=== RECORDS TO PROCESS ===

PR #141, opened 2024-01-10
Add support for ICO images

RealOrangeOne:
Especially useful when dynamically creating favicons.

`wagtail.ico` is taken from wagtail.org.


zerolab (approved):
I was in two minds about this. However ICO files are still widely used and Willow is used outside just Wagtail so.. OK, since the footprint is tiny

Issue #139, opened 2023-12-21
Inaccurate colors / broken WEBP/AVIF/HEIC images with specific image files


Stormheg:
A client uploaded some images to their Wagtail site and reported these images failed to load on the site or displayed with inaccurate colors.

The images in question all meet the following conditions:

- The image is in CMYK color mode (which I believe is rare for images on the web, but very common for images meant for print)
- The image has an embedded ICC color profile

**Willow fails to handle images that meet the above conditions correctly.**

I took me quite a while to figure out why this is happening, but here is what I believe to be happening:

The AVIF, HEIC and WEBP Pillow encoders _don't_ support CMYK. Before the image can be saved in those formats, it has to be converted to RGB first. This conversion fails to take into account the color profile.

<img width="1167" alt="Screenshot 2023-12-13 at 2 28 56 PM" src="https://github.com/wagtail/Willow/assets/13856515/c6d6baf6-062e-4958-b432-baed735330a5">

Here is a screenshot comparison of the color issue. On the left is the original image, on the right is the WEBP rendition created using Pillow 1.6.3. It is subtle, but if you pay close attention you can see the WEBP version has somewhat brighter colors. This is most noticable around the headlamp and the lens flare near the hand.

For AVIF and HEIC specifically, the resulting file fails to display at all. Something funky has happened corrupting the image. No error is thrown however.

I've been experimenting with my fork of Willow and have found that forcing a conversion to sRGB color space (and implicitly to RGB) using Pillows' `ImageCms.profileToProfile` before saving works very well. The result looks much, much, closer to the original image (if rendering_intent=perceptual is used). The aforementioned issue with AVIF and HEIC is also fixed by this.

##  `transform_colorspace_to_srgb` operation

As part of my fix, I've been working on a general `transform_colorspace_to_srgb` operation for Willow. The idea behind this is that most devices cannot display colors outside of sRGB and perform some sort of transformation to sRGB already when confronted with wide-gamut images (like DCI-P3 or Adobe RGB). This operation allows performing this transformation upfront which in turn allows the profile to be removed, resulting in a smaller image file. 

I think it makes sense to make this functionality available in Willow. Maybe Wagtail could use this operation in the future to create even smaller image renditions.

The downside of course is that this is lossy operation, devices that _can_ display color spaces like DCI-P3 get an image with less color but that seems like a reasonable trade-off for the majority which cannot. I guess there could always be a setting in Wagtail to disable this behaviour or make it a different kind of rendition filter or something.

[...]

PR #142, opened 2024-01-14
Add `transform_colorspace_to_srgb` operation and use it to fix inaccurate colors when saving specific image files

Stormheg:
Please see https://github.com/wagtail/Willow/issues/139 for a detailed description of what this is trying to accomplish. Took me longer than expected to prepare a PR, writing tests turned out to be quite time consuming!

I've expanded the automatic conversion discussed in #139 to include `png` files too as they are also affected by the color issue described in #139. Technically, GIF files are also affected but I've not bothered to fix them because there isn't much to gain when the colors are butchered to fit in a palette of 256 colors.

The automatic conversion during save of `avif`, `heic`, `webp` and `png` images _only_ happens when we encounter an image that is affected by the issue (CMYK mode, with embedded ICC profile). For all other images, the new code path is not taken and there should be no impact.

I'd appreciate reviews from anyone! (not necessarily Willow maintainers only).

I've done my best to explain how and why in the docs and comments but I'm no expert on the subject of color spaces and gamuts and such. Please let me know if there are any inaccuracies or ambiguities.


tests/test_pillow.py
```diff
@@ -124,6 +125,72 @@ def test_set_background_color_rgb_color_argument_check(self):
...
+        # deviations from the expected result without being too sensitive to minor
+        # differences between systems.
+        stat = ImageStat.Stat(image_srgb.image)
+        expected_sum2 = [1286116001.0, 1222827100.0, 1144012271.0]
+
+        for actual, expected in zip(stat.sum2, expected_sum2):
+            self.assertAlmostEqual(
+                actual,
+                expected,
+                delta=1000,
```
Stormheg, line 185: I've assumed that the results on my system might not be the same as on other systems. Hence the the `assertAlmostEqual`.

I haven't actually run this test on any other systems so not sure if my assumption is actually true.

Stormheg:
I've added a new image for the test suite: `dog_and_lake_cmyk_with_icc_profile.jpg`. I've modified this image specifically to be affected. The image has been heavily downsized to make its size as small as possible but the embedded ICC profile still takes up a lot of space. It is a little over 1MB in size.

I took the image a couple years ago during a hike with my dog. Willow has my permission to use the downsized image file for its test suite.

Here is a full-sized image for your viewing pleasure. Try opening and saving it as `webp` or `avif` with an unpatched version of Willow and this patch to see the difference.
[zaar-lake_iso_coatedv2.jpg.zip](https://github.com/wagtail/Willow/files/13932094/zaar-lake_iso_coatedv2.jpg.zip)

image

_screenshot comparing the original JPEG on the left with an unpatched WEBP version._

willow/plugins/pillow.py
```diff
@@ -227,19 +278,32 @@ def save_as_png(self, f, optimize: bool = False, apply_optimizers: bool = True):
...
+                pillow_image = self.transform_colorspace_to_srgb()
+                image = pillow_image.image
+                kwargs["icc_profile"] = pillow_image.get_icc_profile()
+            else:
+                kwargs["icc_profile"] = icc_profile
+
         if self.image.mode == "CMYK":
             image = self.image.convert("RGB")
         else:
             image = self.image
```
zerolab, line 302: This now does double duty. I believe this now need to be

```suggestion
        elif self.image.mode == "CMYK":
            # we don't have an ICC profile, and the image is in CMYK, so convert to RGB
            image = self.image.convert("RGB")
```

tests/test_pillow.py
zerolab: Let's try to be more strict and see what the CI says

zerolab (commented):
Nice one @Stormheg 
Left a couple of notes

andre-fuchs:
@Stormheg Very cool! I suggest to add a system wide setting to convert all images to sRGB. Two setting variables would desirable, I think. A boolean type to turn this conversion on or off. And another one for the rendering intend (could be both an integer or char type). This is mainly an update of Wagtail, but I guess that Willow also would need some preparation for that. Does this make sense?

Stormheg:
@andre-fuchs lets discuss automatically converting to sRGB in a separate issue 👍 

Since most images and devices consuming the web are only capable of displaying sRGB this should be mostly fine; the space saving would be worth the cost in most cases I think. I could imagine that a photography site might not want to perform such conversions however. Saturated sRGB colors look a bit bland compared to what is possible with P3 and Adobe RGB.

Maybe there could be a middle ground where we provide functionality to detect what color gamut the original image is in? And if it is in a color other than sRGB, Wagtail could output something akin to the snippet below. This will only load the wide gamut with original ICC profile for devices that support displaying that color gamut.

```html
<picture>
  <source media="(color-gamut: p3)" srcset="photo-wide.jpg">
  <img src="photo-srgb.jpg">
</picture>
```

Somewhat niche functionality maybe, but with the number of devices that are capable of recording and displaying wide-gamut images increasing (in particular recent iPhones are capable of this) it would be good future proofing for Wagtail to be aware of wide gamut images.

Anyway, let's discuss separately from this PR 😄

willow/plugins/pillow.py
Stormheg: Little oversight of mine, thanks!

tests/test_pillow.py
Stormheg: CI is green with no delta, I'll make this much simpler.

zerolab (approved):

zerolab:
Nice one @Stormheg. Let's discuss the suggestion from @andre-fuchs separately

PR #148, opened 2024-06-19
Better handle types when running optimisers

### LINKED ISSUE #147: Dynamic image preview fails when WILLOW_OPTIMIZERS is set
### Issue Summary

===

WHAT NEEDS TO BE DONE: Write the entries out again exactly.

ANSWER BOX:
PR #141, opened 2024-01-10
Add support for ICO images

RealOrangeOne:
Especially useful when dynamically creating favicons.

`wagtail.ico` is taken from wagtail.org.


zerolab (approved):
I was in two minds about this. However ICO files are still widely used and Willow is used outside just Wagtail so.. OK, since the footprint is tiny

Issue #139, opened 2023-12-21
Inaccurate colors / broken WEBP/AVIF/HEIC images with specific image files


Stormheg:
A client uploaded some images to their Wagtail site and reported these images failed to load on the site or displayed with inaccurate colors.

The images in question all meet the following conditions:

- The image is in CMYK color mode (which I believe is rare for images on the web, but very common for images meant for print)
- The image has an embedded ICC color profile

**Willow fails to handle images that meet the above conditions correctly.**

I took me quite a while to figure out why this is happening, but here is what I believe to be happening:

The AVIF, HEIC and WEBP Pillow encoders _don't_ support CMYK. Before the image can be saved in those formats, it has to be converted to RGB first. This conversion fails to take into account the color profile.

<img width="1167" alt="Screenshot 2023-12-13 at 2 28 56 PM" src="https://github.com/wagtail/Willow/assets/13856515/c6d6baf6-062e-4958-b432-baed735330a5">

Here is a screenshot comparison of the color issue. On the left is the original image, on the right is the WEBP rendition created using Pillow 1.6.3. It is subtle, but if you pay close attention you can see the WEBP version has somewhat brighter colors. This is most noticable around the headlamp and the lens flare near the hand.

For AVIF and HEIC specifically, the resulting file fails to display at all. Something funky has happened corrupting the image. No error is thrown however.

I've been experimenting with my fork of Willow and have found that forcing a conversion to sRGB color space (and implicitly to RGB) using Pillows' `ImageCms.profileToProfile` before saving works very well. The result looks much, much, closer to the original image (if rendering_intent=perceptual is used). The aforementioned issue with AVIF and HEIC is also fixed by this.

##  `transform_colorspace_to_srgb` operation

As part of my fix, I've been working on a general `transform_colorspace_to_srgb` operation for Willow. The idea behind this is that most devices cannot display colors outside of sRGB and perform some sort of transformation to sRGB already when confronted with wide-gamut images (like DCI-P3 or Adobe RGB). This operation allows performing this transformation upfront which in turn allows the profile to be removed, resulting in a smaller image file. 

I think it makes sense to make this functionality available in Willow. Maybe Wagtail could use this operation in the future to create even smaller image renditions.

The downside of course is that this is lossy operation, devices that _can_ display color spaces like DCI-P3 get an image with less color but that seems like a reasonable trade-off for the majority which cannot. I guess there could always be a setting in Wagtail to disable this behaviour or make it a different kind of rendition filter or something.

[...]

PR #142, opened 2024-01-14
Add `transform_colorspace_to_srgb` operation and use it to fix inaccurate colors when saving specific image files

Stormheg:
Please see https://github.com/wagtail/Willow/issues/139 for a detailed description of what this is trying to accomplish. Took me longer than expected to prepare a PR, writing tests turned out to be quite time consuming!

I've expanded the automatic conversion discussed in #139 to include `png` files too as they are also affected by the color issue described in #139. Technically, GIF files are also affected but I've not bothered to fix them because there isn't much to gain when the colors are butchered to fit in a palette of 256 colors.

The automatic conversion during save of `avif`, `heic`, `webp` and `png` images _only_ happens when we encounter an image that is affected by the issue (CMYK mode, with embedded ICC profile). For all other images, the new code path is not taken and there should be no impact.

I'd appreciate reviews from anyone! (not necessarily Willow maintainers only).

I've done my best to explain how and why in the docs and comments but I'm no expert on the subject of color spaces and gamuts and such. Please let me know if there are any inaccuracies or ambiguities.


tests/test_pillow.py
```diff
@@ -124,6 +125,72 @@ def test_set_background_color_rgb_color_argument_check(self):
...
+        # deviations from the expected result without being too sensitive to minor
+        # differences between systems.
+        stat = ImageStat.Stat(image_srgb.image)
+        expected_sum2 = [1286116001.0, 1222827100.0, 1144012271.0]
+
+        for actual, expected in zip(stat.sum2, expected_sum2):
+            self.assertAlmostEqual(
+                actual,
+                expected,
+                delta=1000,
```
Stormheg, line 185: I've assumed that the results on my system might not be the same as on other systems. Hence the the `assertAlmostEqual`.

I haven't actually run this test on any other systems so not sure if my assumption is actually true.

Stormheg:
I've added a new image for the test suite: `dog_and_lake_cmyk_with_icc_profile.jpg`. I've modified this image specifically to be affected. The image has been heavily downsized to make its size as small as possible but the embedded ICC profile still takes up a lot of space. It is a little over 1MB in size.

I took the image a couple years ago during a hike with my dog. Willow has my permission to use the downsized image file for its test suite.

Here is a full-sized image for your viewing pleasure. Try opening and saving it as `webp` or `avif` with an unpatched version of Willow and this patch to see the difference.
[zaar-lake_iso_coatedv2.jpg.zip](https://github.com/wagtail/Willow/files/13932094/zaar-lake_iso_coatedv2.jpg.zip)

image

_screenshot comparing the original JPEG on the left with an unpatched WEBP version._

willow/plugins/pillow.py
```diff
@@ -227,19 +278,32 @@ def save_as_png(self, f, optimize: bool = False, apply_optimizers: bool = True):
...
+                pillow_image = self.transform_colorspace_to_srgb()
+                image = pillow_image.image
+                kwargs["icc_profile"] = pillow_image.get_icc_profile()
+            else:
+                kwargs["icc_profile"] = icc_profile
+
         if self.image.mode == "CMYK":
             image = self.image.convert("RGB")
         else:
             image = self.image
```
zerolab, line 302: This now does double duty. I believe this now need to be

```suggestion
        elif self.image.mode == "CMYK":
            # we don't have an ICC profile, and the image is in CMYK, so convert to RGB
            image = self.image.convert("RGB")
```

tests/test_pillow.py
zerolab: Let's try to be more strict and see what the CI says

zerolab (commented):
Nice one @Stormheg 
Left a couple of notes

andre-fuchs:
@Stormheg Very cool! I suggest to add a system wide setting to convert all images to sRGB. Two setting variables would desirable, I think. A boolean type to turn this conversion on or off. And another one for the rendering intend (could be both an integer or char type). This is mainly an update of Wagtail, but I guess that Willow also would need some preparation for that. Does this make sense?

Stormheg:
@andre-fuchs lets discuss automatically converting to sRGB in a separate issue 👍 

Since most images and devices consuming the web are only capable of displaying sRGB this should be mostly fine; the space saving would be worth the cost in most cases I think. I could imagine that a photography site might not want to perform such conversions however. Saturated sRGB colors look a bit bland compared to what is possible with P3 and Adobe RGB.

Maybe there could be a middle ground where we provide functionality to detect what color gamut the original image is in? And if it is in a color other than sRGB, Wagtail could output something akin to the snippet below. This will only load the wide gamut with original ICC profile for devices that support displaying that color gamut.

```html
<picture>
  <source media="(color-gamut: p3)" srcset="photo-wide.jpg">
  <img src="photo-srgb.jpg">
</picture>
```

Somewhat niche functionality maybe, but with the number of devices that are capable of recording and displaying wide-gamut images increasing (in particular recent iPhones are capable of this) it would be good future proofing for Wagtail to be aware of wide gamut images.

Anyway, let's discuss separately from this PR 😄

willow/plugins/pillow.py
Stormheg: Little oversight of mine, thanks!

tests/test_pillow.py
Stormheg: CI is green with no delta, I'll make this much simpler.

zerolab (approved):

zerolab:
Nice one @Stormheg. Let's discuss the suggestion from @andre-fuchs separately

PR #148, opened 2024-06-19
Better handle types when running optimisers

### LINKED ISSUE #147: Dynamic image preview fails when WILLOW_OPTIMIZERS is set
### Issue Summary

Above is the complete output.